■ Task instructions: Please reproduce exactly the lines that begin the listing below, up to and including the line where "-508,10 +508,25 @@ namespace Analyzer.Utilities.Extensions" occurs.

■ Data for this exercise:
PR #4621, opened 2020-12-21
Update CA1820 to not report on expression trees

### LINKED ISSUE #1508: CA1820 incorrectly fires in LINQ expressions
#### Analyzer package

Microsoft Code Analysis, version 2.6.0.6241303

#### Analyzer

CA1820

#### Repro steps

Consider the following program:

    using System.Linq;

    class C
    {
        void M(IQueryable<string> strings)
        {
            var q = from s in strings
                    where s == ""
                    select s;
        }
    }

#### Expected behavior

CA1820 is not raised. Indeed, the comparison to `""` happens in a LINQ expression.

#### Actual behavior

CA1820 is raised:

    Test for empty strings using 'string.Length' property or 'string.IsNullOrEmpty' method instead of an Equality check.	
    Comparing strings by using the String.Length property or the String.IsNullOrEmpty method is significantly faster than using Equals.

Given that the comparison happens in a LINQ expression, there is no way to tell if using string.Length will be faster or not. In fact, it is very much possible that the LINQ provider will not be able to translate a comparison to String.Length.

Note that [U2U1100](https://github.com/u2uconsult/codeanalyzers/blob/master/docs/U2U1100.md) from the [U2U Consult Performance Analyzers for C# 7](https://marketplace.visualstudio.com/items?itemName=vs-publisher-363830.U2UConsultPerformanceCodeAnalyzersforC7) does not have this problem.

Evangelink:
Fix #1508

### DIFF
--- a/src/Utilities/Compiler/Extensions/IOperationExtensions.cs
+++ b/src/Utilities/Compiler/Extensions/IOperationExtensions.cs
@@ -508,10 +508,25 @@ namespace Analyzer.Utilities.Extensions
 
         private static readonly ImmutableArray<OperationKind> s_LambdaAndLocalFunctionKinds =
             ImmutableArray.Create(OperationKind.AnonymousFunction, OperationKind.LocalFunction);
+
         public static bool IsWithinLambdaOrLocalFunction(this IOperation operation, [NotNullWhen(true)] out IOperation? containingLambdaOrLocalFunctionOperation)
         {
             containingLambdaOrLocalFunctionOperation = operation.GetAncestor(s_LambdaAndLocalFunctionKinds);
             return containingLambdaOrLocalFunctionOperation != null;
+        }
+
+        public static bool IsWithinExpressionTree(this IOperation operation,
+            [NotNullWhen(true)] INamedTypeSymbol? linqExpressionTreeType)
+        {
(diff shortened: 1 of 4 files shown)


src/Utilities/Compiler/Extensions/IOperationExtensions.cs
```diff
@@ -508,12 +508,27 @@ void ProcessLocalOrParameter(ISymbol symbol)
...
             ImmutableArray.Create(OperationKind.AnonymousFunction, OperationKind.LocalFunction);
+
         public static bool IsWithinLambdaOrLocalFunction(this IOperation operation, [NotNullWhen(true)] out IOperation? containingLambdaOrLocalFunctionOperation)
         {
             containingLambdaOrLocalFunctionOperation = operation.GetAncestor(s_LambdaAndLocalFunctionKinds);
             return containingLambdaOrLocalFunctionOperation != null;
         }
 
+        public static bool IsWithinExpressionTree(this IOperation operation,
+            [NotNullWhen(true)] INamedTypeSymbol? linqExpressionTreeType)
```
Evangelink, line 519: I have seen two different approaches in the codebase and I am not sure which one is the preferred one:
1. Take the named type
2. Take the compilation and retrieve the named type from within the helper

mavasani (approved):

Issue #4268, opened 2020-10-01
Never use the two-argument form of `WithLocation`.


Youssef1313:
As an aside, never use the two-argument form of `WithLocation`. Either use `WithLocation(int)` or use `WithSpan` to specify full spans.

_Originally posted by @sharwell in https://github.com/dotnet/roslyn-analyzers/pull/4267#discussion_r498492605_

Evangelink:
Not sure whether there is any interest in keeping this ticket open. We usually try to suggest the new API during reviews.

Shall we ban the use of the other overload and add suppressions for all existing methods?

cc @mavasani

sharwell:
> Shall we ban the use of the other overload and add suppressions for all existing methods?

That could work as a starting point.

Seems like we could keep this issue open for someone to eventually fix the existing cases and remove the suppressions.

Evangelink:
One case which isn't easy with the inline markup is when we test user-option and for some of them we have the error and for others we don't. @sharwell Do you think it could be worth to update the test sdk to allow some kind of `.EnableWhen(Func<bool>)` which would allow to always define the markup syntax but control whether or not the issue is reported?

sharwell:
The `{|#0:...|}` markup works for that case. If there is no corresponding explicit diagnostic with `WithLocation(0)`, then location `0` in markup is simply ignored.

Evangelink:
I have had test failures saying it cannot find any diagnostic for the markup ID XXX

sharwell:
> I have had test failures saying it cannot find any diagnostic for the markup ID XXX

That would occur for the syntax `{|ID:...|}` and `[|...|]`, but would not occur for `{|#0:...|}`.

Evangelink:
I am pretty sure I saw this behavior but I can't repro it so sorry for the comments :s

PR #4631, opened 2020-12-22
Ban non-markupKey WithLocation overloads

Evangelink:
Relates to #4268. Maybe we want to close the associated ticket and create a new one to get rid of the suppressions.

Shall we also ban the use of `WithSpan` methods?

I have experienced a problem with the fix-all solution: I did a full compilation of the solution, clicked the suppress all in solution and after 10min it was still "loading", I have clicked "Cancel" and tried again it was the same result. Going for project by project solution only takes some seconds to load-up. I don't know if there is a problem with roslyn/VS, I think my machine is pretty decent so I would rule that out.


sharwell:
> Shall we also ban the use of `WithSpan` methods?

No. The goal of this change is ensuring diagnostic locations are validated for both the start and end locations. The `WithLocation(int)` overload is easier to write and maintain, but the `WithSpan` forms provide the same level of assurance.

Evangelink:
I wasn't sure if we wanted to ensure "only" precise location of issues or also more readable issue locations (the markups are easier to read and understand than the `WithSpan`.

sharwell (approved):

src/NetAnalyzers/UnitTests/Microsoft.CodeQuality.Analyzers/QualityGuidelines/ReviewVisibleEventHandlersTests.cs
```diff
@@ -25,8 +25,12 @@ public class Program
     public void Handler1(object sender, EventArgs args) {}
     protected void Handler2(object sender, EventArgs args) {}
 }",
+#pragma warning disable RS0030 // Do not used banned APIs
                 VerifyCS.Diagnostic().WithLocation(6, 17).WithArguments("Handler1"),
+#pragma warning restore RS0030 // Do not used banned APIs
+#pragma warning disable RS0030 // Do not used banned APIs
```
Youssef1313, line 31: nit: redundant.

src/NetAnalyzers/UnitTests/Microsoft.CodeQuality.Analyzers/QualityGuidelines/ReviewVisibleEventHandlersTests.cs
```diff
@@ -38,8 +42,12 @@ End Sub
     Protected Sub Handler2(ByVal sender As Object, ByVal args As EventArgs)
     End Sub
 End Class",
+#pragma warning disable RS0030 // Do not used banned APIs
                 VerifyVB.Diagnostic().WithLocation(5, 16).WithArguments("Handler1"),
+#pragma warning restore RS0030 // Do not used banned APIs
+#pragma warning disable RS0030 // Do not used banned APIs
```
Youssef1313, line 48: nit: redundant

src/NetAnalyzers/UnitTests/Microsoft.NetCore.Analyzers/InteropServices/PlatformCompatibilityAnalyzerTests.cs
```diff
@@ -2151,10 +2159,14 @@ internal static class StaticClass
     }
 }";
 
+#pragma warning disable RS0030 // Do not used banned APIs
             await VerifyAnalyzerAsyncCs(source, VerifyCS.Diagnostic(PlatformCompatibilityAnalyzer.UnsupportedCsReachable).
                 WithLocation(11, 9).WithArguments("C.StaticClass.LinuxMethod()", "'linux'", "'Linux'"),
+#pragma warning restore RS0030 // Do not used banned APIs
+#pragma warning disable RS0030 // Do not used banned APIs
```
Youssef1313, line 2166: nit: redundant

src/NetAnalyzers/UnitTests/Microsoft.CodeQuality.Analyzers/QualityGuidelines/ReviewVisibleEventHandlersTests.cs
sharwell: I saw these, but figured they are fine since the cleanup pass will fix one file at a time.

■ Result for this task:
PR #4621, opened 2020-12-21
Update CA1820 to not report on expression trees

### LINKED ISSUE #1508: CA1820 incorrectly fires in LINQ expressions
#### Analyzer package

Microsoft Code Analysis, version 2.6.0.6241303

#### Analyzer

CA1820

#### Repro steps

Consider the following program:

    using System.Linq;

    class C
    {
        void M(IQueryable<string> strings)
        {
            var q = from s in strings
                    where s == ""
                    select s;
        }
    }

#### Expected behavior

CA1820 is not raised. Indeed, the comparison to `""` happens in a LINQ expression.

#### Actual behavior

CA1820 is raised:

    Test for empty strings using 'string.Length' property or 'string.IsNullOrEmpty' method instead of an Equality check.	
    Comparing strings by using the String.Length property or the String.IsNullOrEmpty method is significantly faster than using Equals.

Given that the comparison happens in a LINQ expression, there is no way to tell if using string.Length will be faster or not. In fact, it is very much possible that the LINQ provider will not be able to translate a comparison to String.Length.

Note that [U2U1100](https://github.com/u2uconsult/codeanalyzers/blob/master/docs/U2U1100.md) from the [U2U Consult Performance Analyzers for C# 7](https://marketplace.visualstudio.com/items?itemName=vs-publisher-363830.U2UConsultPerformanceCodeAnalyzersforC7) does not have this problem.

Evangelink:
Fix #1508

### DIFF
--- a/src/Utilities/Compiler/Extensions/IOperationExtensions.cs
+++ b/src/Utilities/Compiler/Extensions/IOperationExtensions.cs
@@ -508,10 +508,25 @@ namespace Analyzer.Utilities.Extensions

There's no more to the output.